The exams watchdog Ofqual has this week confirmed that GCSEs and A Levels cancelled by the coronavirus pandemic will be replaced by grades that are decided by teachers. But what does this actually mean for your child?

Teachers will not simply decide on a grade; instead grades will be determined using a combination of coursework, essays and mock exams. All exam boards will set optional assessment papers - but these will not be taken in the usual strict exam conditions, and they also will not determine final grades for students. Schools can decide on which evidence to use, and the system is built around teachers’ judgement. Teachers can also tell students how they have fared in test papers set by exam boards (if taken), but cannot disclose their final grade.

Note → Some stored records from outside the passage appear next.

PR #3869, opened 2024-04-04
ci: switch from ganache to anvil

evan-gray:
This PR switches the devnet / ci EVM node from `ganache` to `anvil`. Notably, this had a couple impacts:
- `anvil` is set to automine at 1s with `block-time=1` so `mine.js` is no longer needed
- `anvil` simulates 2 epoch finality (including `safe` and `finalized` tags), so waiting for `finalized` blocks is now required as needed. This is done with `await ethProvider.send("anvil_mine", ["0x40"]);`
  - Essentially this required mining 64 blocks before attempting to fetch and finalized "Eth" or "BSC" VAA
image

While touching the CI tests for `sdk/js`, `sdk/js-query`, and `accountant`, I also took the opportunity to
- switch to `JsonRpcProvider` to avoid worrying about calling `.destroy()`
- suppress `secp256k1` and `bigint` log messages
- unify the `testTimeout` in the jest config instead of using `jest.setTimeout` everywhere
- use the standard `jest.config.json` filename
- clean up some frivolous logging
- suppress guardian warning `rollback detected in timestamp cache` in `unsafeDevMode` as it gets triggered thousands of times when `anvil_mine` is used
- remove `--guardiand_loglevel=info` from the workflow as it's no longer needed for debugging the noted issue

Bonus: All that cleanup means the Tilt CI logs are now ~8300 lines instead of > 10,000


bruce-riley (approved):

panoel (approved):
I only inspected the files I am code owner on.

sdk/js/jest.config.json
```diff
@@ -5,5 +5,5 @@
   "testRegex": "(/__tests__/.*|(\\.|/)(test|spec))\\.(jsx?|tsx?)$",
   "testPathIgnorePatterns": ["__tests__/utils"],
   "moduleFileExtensions": ["ts", "tsx", "js", "jsx", "json", "node"],
-  "testTimeout": 60000
+  "testTimeout": 300000
```
barnjamin, line 8: the manual jest timeout settings i saw were 120k, this change takes timeout from 60k->300k

just picked a big number or experimentally found to be long enough?

barnjamin (approved):

kcsongor (approved):
very nice 👍

sdk/js/jest.config.json
evan-gray: Heh, basically. Some of the tests with conflicting resources caused the timeouts to grow slightly higher (which triggered the last change to 120) and this switch to Anvil seemed to take some just over that limit. I would hope this could be resolved with some better / hard-coded resource allocation, but that will be quite a slog to get right. `300k` just felt slightly better than doubling it to `240k` :shrug:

Ofqual has also said that results will be published earlier in August this year, so that students have more time to appeal their grades. A Level results day will be 10th August this year, and GCSE results day will be 12th August.

Schools will not be expected to keep in line with last year’s results and there will be no fixed share of grades. Instead, teachers will use their professional judgement to award grades, using the evidence available to them. Schools will be provided with guidance on grading, and must ensure consistency between teachers. Exam boards will also check random samples. If they have specific concerns about an unusual result, they will have the power to investigate and amend grades.

The government has said this is the best way to ensure students whose lives have been disrupted by the pandemic are able to move on to the next stage of their education or career.

The definite good news is that after the problems with last year’s GCSE and A Level grades, there will be no controversial algorithm deciding on grades. Last year many students found that they had been unfairly downgraded and eventually Ofqual agreed to allow them to use teachers’ predicted grades instead.

Some people are worried that this approach runs the risk of inflation of grades - but Scotland, Wales and Northern Ireland had already announced that exams would be replaced by teacher-assessed grades for this academic year. This may work well for those students who don’t do well under exam pressure; many believe this is the “least worst option” available after an unprecedented year of disruption for students.